Route information
- Length: 695 km (432 mi)
- Existed: 1943–present

Major junctions
- Eastern end: El Triángulo
- Western end: Villa Mercedes

Location
- Country: Argentina

Highway system
- Highways in Argentina;

= National Route 8 (Argentina) =

Highway in Argentina

National Route 8 (Ruta Nacional 8) is a highway located in Argentina, that connects the provinces of Buenos Aires, Santa Fe, Córdoba and San Luis. The route starts at the link with National Route 9 in the northwest of Greater Buenos Aires, between the towns of El Talar, El Triángulo, Ricardo Rojas and Ingeniero Pablo Nogués, to the link with Provincial Route 55 in Villa Mercedes, San Luis Province at 695 km.

==History==
National Route 8 did not exist in the original numbering plan of national routes of 3 September 1935. This route was formed in 1943 with part of the trace of National Route 9 from Buenos Aires to Pergamino, National Route 186, from this city to Río Cuarto, and National Route 160, from this Cordoban city to Villa Mercedes.

This road has been paved since 1940, so from that moment on it was the obligatory way to access the cities of San Luis and Mendoza. This changed in the mid-1970s when the pavement of National Route 7 was completed, also connecting Buenos Aires with Villa Mercedes with a permanent transit road, but with a more direct route and 31 km shorter.

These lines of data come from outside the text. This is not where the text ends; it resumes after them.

PR #186, opened 2016-09-13
Pub sub

ILMTitan:
Add Pubsub to the base of the Google Cloud Tools window. Add a list of topics under that node. Add a list of subscriptions under each topic.


ivannaranjo:
Please change the base tree, do this against q3_master instead, thats' where we will ship from when we're ready.

ILMTitan:
PTAL

.gitignore
```diff
@@ -9,3 +9,4 @@
 **/project.lock.json
 .DS_Store
 **/packages/*
+/GoogleCloudExtension/GoogleCloudExtension.sln.DotSettings.user
```
ivannaranjo: Thanks for adding this, maybe add the generic version? **.DotSettings.user?

GoogleCloudExtension/GoogleCloudExtension.DataSources/PubSubDataSource.cs
```diff
@@ -0,0 +1,98 @@
...
+using Google.Apis.Pubsub.v1;
+using Google.Apis.Pubsub.v1.Data;
+using GoogleCloudExtension.DataSources;
+using System.Collections.Generic;
+using System.Linq;
+using System.Threading.Tasks;
+
+namespace GoogleCloudExtension.CloudExplorerSources.PubSub
+{
+    public class PubSubDataSource : DataSourceBase<PubsubService>
```
ivannaranjo: Add a small class comment.

GoogleCloudExtension/GoogleCloudExtension.DataSources/PubSubDataSource.cs
```diff
@@ -0,0 +1,98 @@
...
+        /// Initializes a new data source that connects to Google Cloud Pub/Sub.
+        /// </summary>
+        /// <param name="projectId">The id of the project to connect to.</param>
+        /// <param name="credential">The Google Credential to connect to.</param>
+        /// <param name="applicationName">The name of the application. </param>
+        public PubSubDataSource(string projectId, GoogleCredential credential, string applicationName) :
+            base(projectId, credential, init => new PubsubService(init), applicationName)
+        { }
+
+        public Task<IList<Topic>> GetTopicListAsync()
```
ivannaranjo: Add a method comment.

GoogleCloudExtension/GoogleCloudExtension.DataSources/PubSubDataSource.cs
```diff
@@ -0,0 +1,98 @@
...
+                token =>
+                {
+                    request.PageToken = token;
+                    return request.ExecuteAsync();
+                },
+                response => response.Topics,
+                response => response.NextPageToken);
+        }
+
+        public Task<IList<Subscription>> GetSubscriptionListAsync()
```
ivannaranjo: Add comments and all the rest of public methods.

GoogleCloudExtension/GoogleCloudExtension.DataSources/PubSubDataSource.cs
```diff
@@ -0,0 +1,98 @@
...
+        {
+            ProjectsResource.SubscriptionsResource.ListRequest request =
+                Service.Projects.Subscriptions.List($"projects/{ProjectId}");
```
ivannaranjo: Consider having a method that returns the resource name for the project from the project ID.

GoogleCloudExtension/GoogleCloudExtension.DataSources/PubSubDataSource.cs
```diff
@@ -0,0 +1,98 @@
...
+
+        public async Task<IList<ReceivedMessage>> PullSubscriptionMessagesAsync(Subscription subscription)
+        {
+            ProjectsResource.SubscriptionsResource.PullRequest request =
+                Service.Projects.Subscriptions.Pull(new PullRequest(), subscription.Name);
+            PullResponse response = await request.ExecuteAsync();
+            return response.ReceivedMessages;
+        }
+
+        public Task<Empty> RemoveMessagesAsync(
```
ivannaranjo: This is the wrong name of the method it should probably be `AcknowledgeMessagesAsync()` since that is what it is doing.

GoogleCloudExtension/GoogleCloudExtension.DataSources/PubSubDataSource.cs
```diff
@@ -0,0 +1,98 @@
+﻿// // Copyright 2016 Google Inc. All Rights Reserved.
```
ivannaranjo: Double comment on the licenses? Here and other files? Do you mind running the tools/ensure_licenses.py script to ensure the licenses in your files?

GoogleCloudExtension/GoogleCloudExtension/CloudExplorerSources/PubSub/PubSubSourceRootViewModel.cs
```diff
@@ -0,0 +1,122 @@
...
+            Caption = Resources.CloudExplorerPubSubNoTopicsFoundCaption,
+            IsWarning = true
+        };
+        private static readonly TreeLeaf s_errorPlaceholder = new TreeLeaf
+        {
+            Caption = Resources.CloudExplorerPubSubListTopicsErrorCaption,
+            IsError = true
+        };
+
+        public override string RootCaption { get; } = Resources.CloudExplorerPubSubRootCaption;
```
ivannaranjo: You can use the => notation to avoid the storage, since these properties are really just aliases for the values.

ivannaranjo: as in
```C#
public override string RootCaption => Resources.CloudExplorerPubSubRootCaption;
```

GoogleCloudExtension/GoogleCloudExtension/CloudExplorerSources/PubSub/PubSubSourceRootViewModel.cs
```diff
@@ -0,0 +1,122 @@
...
+            }
+            else
+            {
+                return null;
+            }
+        }
+
+        public override void Initialize(ICloudSourceContext context)
+        {
+            base.Initialize(context);
```
ivannaranjo: This method doesn't do much, you can remove it.

GoogleCloudExtension/GoogleCloudExtension/CloudExplorerSources/PubSub/PubSubSourceRootViewModel.cs
```diff
@@ -0,0 +1,122 @@
...
+        }
+
+        public override void InvalidateProjectOrAccount()
+        {
+            Debug.WriteLine("New credentials, invalidating the GCS source.");
```
ivannaranjo: Should say "invalidating the PubSub source."

GoogleCloudExtension/GoogleCloudExtension/CloudExplorerSources/PubSub/TopicViewModel.cs
```diff
@@ -0,0 +1,98 @@
...
+            IsError = true
+        };
+
+        public object Item => _item.Value;
+        public event EventHandler ItemChanged;
+
+        public TopicViewModel(PubSubSourceRootViewModel owner, Topic topic)
+        {
+            _owner = owner;
+            _item = new Lazy<TopicItem>(() => new TopicItem(topic));
```
ivannaranjo: This is actually overkill, you can create it on the spot, it is a very cheap object.

GoogleCloudExtension/GoogleCloudExtension/CloudExplorerSources/PubSub/TopicViewModel.cs
```diff
@@ -0,0 +1,98 @@
...
+        }
+
+        private async Task<IList<SubscriptionViewModel>> ListSubscriptionViewModelsAsync()
+        {
+            Task<IList<string>> topicSubscriptionNamesTask =
+                _owner.DataSource.GetTopicSubscriptionListAsync(_item.Value.Name);
+            IList<Subscription> allSubscriptions = await _owner.Subscriptions;
+            IList<string> topicSubscriptionNamesList = await topicSubscriptionNamesTask;
+            ISet<string> topicSubscriptionNames = new HashSet<string>(topicSubscriptionNamesList);
+            var topicSubscriptions = new List<SubscriptionViewModel>();
```
ivannaranjo: This could be simplified to a LINQ query.
```C#
allSubscriptions.Where(x => topicSubscriptionNames.Contains(x.Name)).Select(x => new SubscriptionMode....)
```

GoogleCloudExtension/GoogleCloudExtension/CloudExplorerSources/PubSub/PubSubSourceRootViewModel.cs
```diff
@@ -0,0 +1,122 @@
...
+            _dataSource = new Lazy<PubSubDataSource>(CreateDataSource);
+        }
+
+        protected override async Task LoadDataOverride()
+        {
+            try
+            {
+                _subscriptions = new Lazy<Task<IList<Subscription>>>(GetSubscriptionsAsync);
```
ivannaranjo: You don't need the Lazy<T> here, you can store the Task<T> in the field then await it when you need the value. In fact starting the load process as soon as possible will be good so you have the data by the time you need it. You can await the same task multiple times if necessary.

GoogleCloudExtension/GoogleCloudExtension/CloudExplorerSources/PubSub/TopicViewModel.cs
```diff
@@ -0,0 +1,98 @@
...
+using GoogleCloudExtension.CloudExplorer;
+using GoogleCloudExtension.Utils;
+using System;
+using System.Collections.Generic;
+using System.Threading.Tasks;
+using System.Windows.Media;
+
+namespace GoogleCloudExtension.CloudExplorerSources.PubSub
+{
+    internal class TopicViewModel : SourceRootViewModelBase
```
ivannaranjo: `SourceRootViewModel` is the wrong base class here, you should look at the `BucketViewModel` class as a model. You should derive from `TreeHierarchy` and `ICloudExplorerItemSource`.

GoogleCloudExtension/GoogleCloudExtension/CloudExplorerSources/PubSub/TopicViewModel.cs
```diff
@@ -0,0 +1,98 @@
...
+            {
+                if (topicSubscriptionNames.Contains(subscription.Name))
+                {
+                    topicSubscriptions.Add(new SubscriptionViewModel(this, subscription));
+                }
+            }
+            return topicSubscriptions;
+        }
+
+        protected virtual void OnItemChanged()
```
ivannaranjo: Do you intend for your item to change at all? If so the `Item` property setter should be the one that raises this event.

GoogleCloudExtension/GoogleCloudExtension/CloudExplorerSources/PubSub/SubscriptionViewModel.cs
```diff
@@ -0,0 +1,39 @@
...
+
+using Google.Apis.Pubsub.v1.Data;
+using GoogleCloudExtension.CloudExplorer;
+using GoogleCloudExtension.Utils;
+using System;
+using System.Windows.Media;
+
+namespace GoogleCloudExtension.CloudExplorerSources.PubSub
+{
+    internal class SubscriptionViewModel : TreeLeaf
```
ivannaranjo: You should implement `ICloudExplorerItemSource` so the system knows that you have an item to display when selected.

Route 7 became the main road between Buenos Aires and Mendoza.

By means of National Decree 1595 of the year 1979, it was prescribed that the section between Avenida General Paz and Pilar (43.7 km) should pass to provincial jurisdiction. The provincial government of Buenos Aires took charge of it in 1988, changing its name to Provincial Route 8.

Since 1980, the beginning of this route is accessed through the Acceso Norte Ingeniero Pascual Palazzo (Decree No. 17/1981) "Pan-American Route" National Route 9.

Since 1990, the section from Pilar to Villa Mercedes belongs administratively to the National Road Corridor No. 4, sharing sections with National Routes 33, 36, 38, 193, A-005, and was thus concessioned.

On 2 November 2006, the deed of possession of the toll concession for the construction, maintenance, administration and operation of a highway between Pilar and Pergamino was signed in favor of the temporary union of companies Corporación América - Helport., this union of companies was later renamed Corredor Americano S.A. In 2008, the work was considered suspended when only 9 km had been completed without collectors (of the total 180 km planned), until the access to Capilla del Señor, enabling a station of toll at km 66 which was added to the one already existing at km 102. Due to the stoppage of the works, on 10 June 2010 the National Highway Administration and the concession company signed an agreement to terminate the contract subject to the agreement of the National Executive Power. Six days later, the latter issued a decree revoking the contract. In 2014, the project was presented to convert it into a highway, which covers 170 kilometers, the Pilar Pergamino Highway will link the cities of Pilar, Capilla del Señor, and San Antonio de Areco, Capitán Sarmiento, Arrecifes and Pergamino. The layout for the first 100 km will be developed along the current RN 8 layout, while the remaining 80 km would be built anew. Although despite the termination, it continues to be charged at the Larena toll station.

Currently, this extension is being executed by the National Highway Administration, working simultaneously on the sections Intersection of Provincial Route 39 - Parada Robles, Parada Robles - Access to San Antonio de Areco, Arrecifes Bypass and Pergamino Bypass.